▸ **Records provided**
--------

PR #65494, opened 2023-05-05
update and modernize lsurvivor_armor

anoobindisguise:
#### Summary
Balance "update light survivor body armor"

#### Purpose of change
Light survivor body armor was another one of the weird and old survivor armors but it was bad enough that it was inoffensive and went ignored.

#### Describe the solution
It is now combination armor made of a combat shirt and a kevlar vest, similar to how the mercenary coat is a combo of an army jacket and a us ballistic vest. It has pockets granting a total of 2.01 liters of storage spread across the arms and torso. Torso coverage for kevlar is 95% and 90% for arms. 3.3mm of kevlar for the torso and 2.2mm for the arms. Also renamed to "light handmade body armor".

Less coverage - the kevlar vest itself has a little less coverage than that but there are extra kevlar sheet layers to make up the difference. 
Move it out of cuttingroom.
Might still have a few too many pockets for normal layer but I've made them all slow access to make up for their laying space and the pockets are all individually fairly small.

### DIFF
--- a/data/json/items/armor/bespoke_armor/cuttingroom.json
+++ b/data/json/items/armor/bespoke_armor/cuttingroom.json
@@ -319,7 +319,7 @@
           { "type": "cotton", "covered_by_mat": 100, "thickness": 0.15 },
           { "type": "kevlar", "covered_by_mat": 95, "thickness": 3.3 }
         ],
-        "encumbrance": [ 4, 5 ]
+        "encumbrance": [ 4, 5 ],
         "coverage": 100,
         "cover_vitals": 70,
         "covers": [ "torso" ]
@@ -330,7 +330,7 @@
           { "type": "cotton", "covered_by_mat": 100, "thickness": 0.15 },
           { "type": "kevlar", "covered_by_mat": 90, "thickness": 2.2 }
         ],
-        "encumbrance": [ 4, 5 ]
+        "encumbrance": [ 4, 5 ],
         "coverage": 100,
         "cover_vitals": 30,
         "covers": [ "arm_l", "arm_r" ]
--- a/data/json/items/armor/bespoke_armor/cuttingroom.json
+++ b/data/json/items/armor/bespoke_armor/cuttingroom.json
@@ -302,29 +302,94 @@
     "id": "lsurvivor_armor",
     "type": "ARMOR",
     "category": "armor",
-    "name": { "str": "light survivor body armor" },
-    "description": "Lightweight, custom-built body armor made from Kevlar and tough fabric.  Mostly waterproof.",
+    "name": { "str": "light handmade body armor" },
+    "description": "Custom-made armor that combines a level II vest with a combat shirt and adds extra padding to the arms for safety.  Fairly lightweight and ergonomic and has numerous pockets for storage.",
     "weight": "3000 g",
     "volume": "6 L",
     "price": 60000,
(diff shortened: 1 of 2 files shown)


fairyarmadillo:
I think stripping "survivor" out of the title of these items is making them less descriptive, not more. Previously it was understood that these were hand-assembled pieces of kit by an experienced survivor, thus the name. Plus we have other named sets like the nomad and scavenger gear, why is survivor gear the exception?

anoobindisguise:
> I think stripping "survivor" out of the title of these items is making them less descriptive, not more. Previously it was understood that these were hand-assembled pieces of kit by an experienced survivor, thus the name. Plus we have other named sets like the nomad, mercenary, and scavenger gear, why is survivor gear the exception?
> 
> If there's some pressing need to eliminate the survivor title, I think "handmade armor" might not be the way to go, as these are factory-made pieces that have simply been customized, and not handmade at all. I'd suggest "custom light body armor" or something like that instead.

I can change it back and I don't mind it at all myself but there are a decent chunk of the devbase who really hate the word survivor being used in various gear pieces so I'll wait for more opinions.

bombasticSlacks:
> I think stripping "survivor" out of the title of these items is making them less descriptive, not more. Previously it was understood that these were hand-assembled pieces of kit by an experienced survivor, thus the name. Plus we have other named sets like the nomad, mercenary, and scavenger gear, why is survivor gear the exception?

There is a real stigma with the word survivor that it is an item that provides all the utility you want, and perfect defence. Since none of the items that originated as survivor items now do that, it makes sense to get rid of the qualifier. Anything else is being deceptive to players, setting them up with expectations that the core game no longer fills with any gear, especially hand made.

I'm sure you could get a dev on the discord to rant about how it's dumb in general, but I think that is a better way to frame it. Even though there are spiritual successors to some classic "survivor" items, the fundamental "survivor gear" power fantasy is dead, so there is no reason to trick people with a label that is no longer true.

I like handmade for this, but it could go under the mercenary classification, since it is other modified soldier gear. Custom would also be fine. I'm fine with merging this, so that means it should be taken out of cutting room otherwise someone is going to come along and delete it without consideration.

Zireael07:
> Anything else is being deceptive to players, setting them up with expectations

This is only true for players who played with those items pre survivor gear nerf. New players or those that never got around to survivor gear won't have such expectations. Hence I believe the premise is false

bombasticSlacks:
> This is only true for players who played with those items pre survivor gear nerf. 

They were nerfed with the name change iirc.

anoobindisguise:
> Since you are moving anyway, it would be worth considering fabric thicknesses for this PR. Your nylon and Kevlar I don't think are proper sheet multiples. It isn't enforced yet, but it would be worth considering 😄

Kevlar is the correct thickness IIRC. One sheet is 1/16th of 4.4mm (0.275mm) while Nylon is abouuuuut 0.25mm per my aketon/gambeson work and cotton is abouuuut 0.125mm (half the gsm of canvas which is 0.25mm) but presumably the combat shirt is some kind of nylon/cotton blend at a weird weighting (0,3mm total)
the extra nylon thickness on torso is coming from the kevlar vest itself.

ProjectileWaterfowl:
It might be a good idea to extend the changes to the XL and XS variants.

PR #65505, opened 2023-05-06
Initial Implementation Of Replacable Limbs

bombasticSlacks:
#### Summary
None

#### Purpose of change
#51294

#### Describe the solution
When a creature's body is checked for an id, the game will attempt to find the next best thing if it doesn't have the exact request.

#### Testing
Added big head mode, this probably breaks a pile of things still needs testing.

#### Additional context
The primary benefit of this system is it solves most of our problems while letting any individual system do more accurate simulation later on. However, for now, things should still for the most part make some sense. As an example if you were to step in acid and that should deal damage hard coded to the "FOOT_L" and "FOOT_R" well this will try to find the thing you are using as feet and damage it in its place.

### DIFF
--- a/src/creature.cpp
+++ b/src/creature.cpp
@@ -1992,7 +1992,7 @@ bool Creature::has_part( const bodypart_id &id ) const
 
 bodypart *Creature::get_part( const bodypart_id &id )
 {
-    auto found = body.find( id.id() );
+    auto found = body.find( get_part_id( id ).id() );
     if( found == body.end() ) {
         debugmsg( "Could not find bodypart %s in %s's body", id.id().c_str(), get_name() );
         return nullptr;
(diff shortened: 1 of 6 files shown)


RenechCDDA:
image

src/creature.cpp
```diff
@@ -2045,6 +2045,40 @@ static void set_part_helper( Creature &c, const bodypart_id &id,
     }
 }
 
+bodypart_id Creature::get_part_id( const bodypart_id &id ) const
+{
+    auto found = body.find( id.id() );
+    if( found == body.end() ) {
+        // try to find an equivalent part in the body map
+        for( const auto &bp : body ) {
```
Fris0uman, line 2053: Are those types too complexe to be explicited?

Fris0uman: I think in general we avoid using auto as much as possible, usually makes the code easier to read

PR #65506, opened 2023-05-06
Add new holy symbol mission, minor technical improvements to other missions

NetSysFire:
#### Summary
Balance "Add a more accessible holy symbol mission, replacing the small relic one"

#### Purpose of change

Its a bit weird for a first mission. Also I made cathedrals more rare in #65366.

#### Describe the solution

New mission, copied from the small_relic one.

Also some misc improvements to other missions. No reason why the inhaler one had the MGOAL_CONDITION when MGOAL_FIND_ITEM is perfectly fine.

American flags are generic default gear a NPC can spawn with, so remove it when the NPC already has it.

This mission is probably vastly easier than others, admittedly. Please tell me your thoughts.

#### Testing

Loads and works properly.

image

image

### DIFF
--- a/data/json/npcs/missiondef.json
+++ b/data/json/npcs/missiondef.json
@@ -34,8 +34,8 @@
     "id": "MISSION_GET_INHALER",
     "type": "mission_definition",
     "name": { "str": "Find Inhaler" },
-    "goal": "MGOAL_CONDITION",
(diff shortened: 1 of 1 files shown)


Maleclypse (approved):
Looks good!

Issue #58808, opened 2022-06-29
Collapsed baton disappears from inventory after loading save


jeanpaulrsoucy:
### Describe the bug

I was wielding a baton (extended) when I decided to wield another weapon. When prompted, I opted to place the baton (extended) into my inventory. I then activated the baton to collapse it. Later, I saved and reloaded the game and was shown the following error:

> DEBUG    : error: item baton cannot fit into pocket while loading: item is too short
>
> FUNCTION : void item_contents::combine(const item_contents&, bool)
> FILE     : src/item_contents.cpp
> LINE     : 599
> VERSION  : 80d1bee

After dismissing the error, the baton had disappeared from my inventory.

### Steps to reproduce

Load the attached save for Glinda 'Sixes' Moody.

More generally, it seems the error occurs when an item changes length after being inserted into a pocket.

### Expected behavior

Baton does not disappear from inventory.

### Versions and configuration

- OS: Windows
    - OS Version: 10.0.19043.1706 (21H1)
- Game Version: 80d1bee [64-bit]
- Graphics Version: Tiles
- Game Language: System language []
- Mods loaded: [
    Dark Days Ahead [dda],
    Disable NPC Needs [no_npc_food],
    No Fungal Growth [no_fungal_growth],
    Bionic Professions [package_bionic_professions]
]

### Additional context

[debug.log](https://github.com/CleverRaven/Cataclysm-DDA/files/9006925/debug.log)
[Pendleton Center.zip](https://github.com/CleverRaven/Cataclysm-DDA/files/9006933/Pendleton.Center.zip)

PatrikLundell:
/confirmed

I believe similar issues have been reported for modding holstered weapons.

Move your character one step and the baton falls to the ground, so at least it isn't lost.

I-am-Erk:
as long as the items are falling to the ground and not being lost entirely, I think this can be deferred as a blocker. As with all deferred blockers, I still hope it gets fixed before stable, but I think there are some complex UI questions there. At the very least, it would be nice to have a warning prompt or an alert, as mentioned in #51457.

jeanpaulrsoucy:
This is a super old save, so the characteristics of the items in question have greatly changed, but I can confirm that the overflow functionality seems to be working as intended.

![overflow](https://github.com/CleverRaven/Cataclysm-DDA/assets/31170087/c6566b21-a103-426a-87b9-cc810cb51858)

[...]

PR #65518, opened 2023-05-07
Pockets overflow into their parent pockets if possible

mqrause:
#### Summary
Features "Pockets overflow into their parent pockets if possible"

#### Purpose of change

More working towards #60885. The migration makes this necessary so your foodstuffs won't be dropped everywhere, even out of sealed containers.

#### Describe the solution

Try to find a parent pocket the can hold the item recursively. Print a message of what moved to where to inform players something unintentional happened.

Could move the item to any pocket of the parents or even any pocket on the character (if it's on the character), but this should be a fairly rare occurence anyway, so no need to make it more complex than necessary.
This also doesn't account for possible partial overflow of stacked items, because #60885.

#### Testing

Added a simple test case. Then also tested it using an existing bug (#58808):
1. Spawn golf bag, fast draw holster and expandable baton
2. Wear golf bag
3. Organize it as golf bag > fast draw holster > expandable baton
4. Expand the baton (becomes too big for holster but stays there)
5. Wield golf bag to trigger inventory sanity checks (no to drawing from holster)
6. Baton drops into golf bag instead of the ground

grafik

#### Additional context

### DIFF
--- a/src/character_attire.cpp
+++ b/src/character_attire.cpp
@@ -1992,10 +1992,10 @@ void outfit::best_pocket( Character &guy, const item &it, const item *avoid,
     }
 }
 
-void outfit::overflow( const tripoint &pos )
+void outfit::overflow( Character &guy )
 {
-    for( item &clothing : worn ) {
-        clothing.overflow( pos );
+    for( item_location &clothing : top_items_loc( guy ) ) {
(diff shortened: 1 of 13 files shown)


AmarinReyny:
Does this affect liquids at all?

--------

▸ **Required work**
Which of the lines above mention the word "being"? Pull those lines out.

▸ **Task result**
I can change it back and I don't mind it at all myself but there are a decent chunk of the devbase who really hate the word survivor being used in various gear pieces so I'll wait for more opinions.
There is a real stigma with the word survivor that it is an item that provides all the utility you want, and perfect defence. Since none of the items that originated as survivor items now do that, it makes sense to get rid of the qualifier. Anything else is being deceptive to players, setting them up with expectations that the core game no longer fills with any gear, especially hand made.
> Anything else is being deceptive to players, setting them up with expectations
More generally, it seems the error occurs when an item changes length after being inserted into a pocket.
as long as the items are falling to the ground and not being lost entirely, I think this can be deferred as a blocker. As with all deferred blockers, I still hope it gets fixed before stable, but I think there are some complex UI questions there. At the very least, it would be nice to have a warning prompt or an alert, as mentioned in #51457.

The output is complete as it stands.